*** Source material Section Begins ***

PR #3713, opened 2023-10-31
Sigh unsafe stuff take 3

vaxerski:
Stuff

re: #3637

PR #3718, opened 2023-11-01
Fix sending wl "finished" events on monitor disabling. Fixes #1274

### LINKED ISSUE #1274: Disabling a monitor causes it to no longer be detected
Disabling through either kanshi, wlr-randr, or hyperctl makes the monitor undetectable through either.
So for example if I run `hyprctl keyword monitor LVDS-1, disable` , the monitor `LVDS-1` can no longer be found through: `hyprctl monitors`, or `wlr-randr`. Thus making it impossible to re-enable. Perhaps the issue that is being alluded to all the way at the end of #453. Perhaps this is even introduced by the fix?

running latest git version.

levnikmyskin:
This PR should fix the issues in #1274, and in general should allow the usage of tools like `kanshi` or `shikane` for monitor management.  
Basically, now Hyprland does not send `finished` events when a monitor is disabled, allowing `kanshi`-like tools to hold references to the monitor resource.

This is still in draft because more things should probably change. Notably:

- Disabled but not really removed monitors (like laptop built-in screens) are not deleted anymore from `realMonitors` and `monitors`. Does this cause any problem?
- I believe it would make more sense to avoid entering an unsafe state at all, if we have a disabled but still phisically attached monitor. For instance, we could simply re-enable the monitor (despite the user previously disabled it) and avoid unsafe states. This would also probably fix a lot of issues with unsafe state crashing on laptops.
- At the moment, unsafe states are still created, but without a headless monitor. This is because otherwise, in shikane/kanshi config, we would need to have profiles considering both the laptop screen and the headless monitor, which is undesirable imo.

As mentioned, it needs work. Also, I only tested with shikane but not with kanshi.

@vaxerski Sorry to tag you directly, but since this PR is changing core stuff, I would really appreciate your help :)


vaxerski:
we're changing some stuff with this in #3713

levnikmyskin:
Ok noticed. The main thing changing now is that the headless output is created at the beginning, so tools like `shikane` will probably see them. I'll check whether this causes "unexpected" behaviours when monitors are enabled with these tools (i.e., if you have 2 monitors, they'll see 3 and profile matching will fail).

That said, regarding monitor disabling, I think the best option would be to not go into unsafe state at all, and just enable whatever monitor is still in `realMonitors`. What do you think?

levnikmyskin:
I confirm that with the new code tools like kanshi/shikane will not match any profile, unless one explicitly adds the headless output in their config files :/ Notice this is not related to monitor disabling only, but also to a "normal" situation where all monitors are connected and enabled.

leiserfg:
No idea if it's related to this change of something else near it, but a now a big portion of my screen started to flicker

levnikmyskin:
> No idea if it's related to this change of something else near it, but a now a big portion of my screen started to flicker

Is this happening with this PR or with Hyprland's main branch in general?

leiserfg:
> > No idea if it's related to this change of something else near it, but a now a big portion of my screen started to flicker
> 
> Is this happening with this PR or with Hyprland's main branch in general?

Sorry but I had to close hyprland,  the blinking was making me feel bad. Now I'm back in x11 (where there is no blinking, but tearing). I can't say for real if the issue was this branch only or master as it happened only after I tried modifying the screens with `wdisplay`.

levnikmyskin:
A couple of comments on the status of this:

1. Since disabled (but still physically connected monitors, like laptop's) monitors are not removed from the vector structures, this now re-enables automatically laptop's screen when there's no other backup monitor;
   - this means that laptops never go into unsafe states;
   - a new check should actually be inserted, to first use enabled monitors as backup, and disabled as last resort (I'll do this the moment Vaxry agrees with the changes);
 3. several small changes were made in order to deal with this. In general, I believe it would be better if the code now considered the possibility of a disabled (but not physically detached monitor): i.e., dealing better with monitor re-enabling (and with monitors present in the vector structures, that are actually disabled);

*** Source material Section Ends ***

Try it =
List every line from the entries above in which "opened" appears.

Solution =
PR #3713, opened 2023-10-31
PR #3718, opened 2023-11-01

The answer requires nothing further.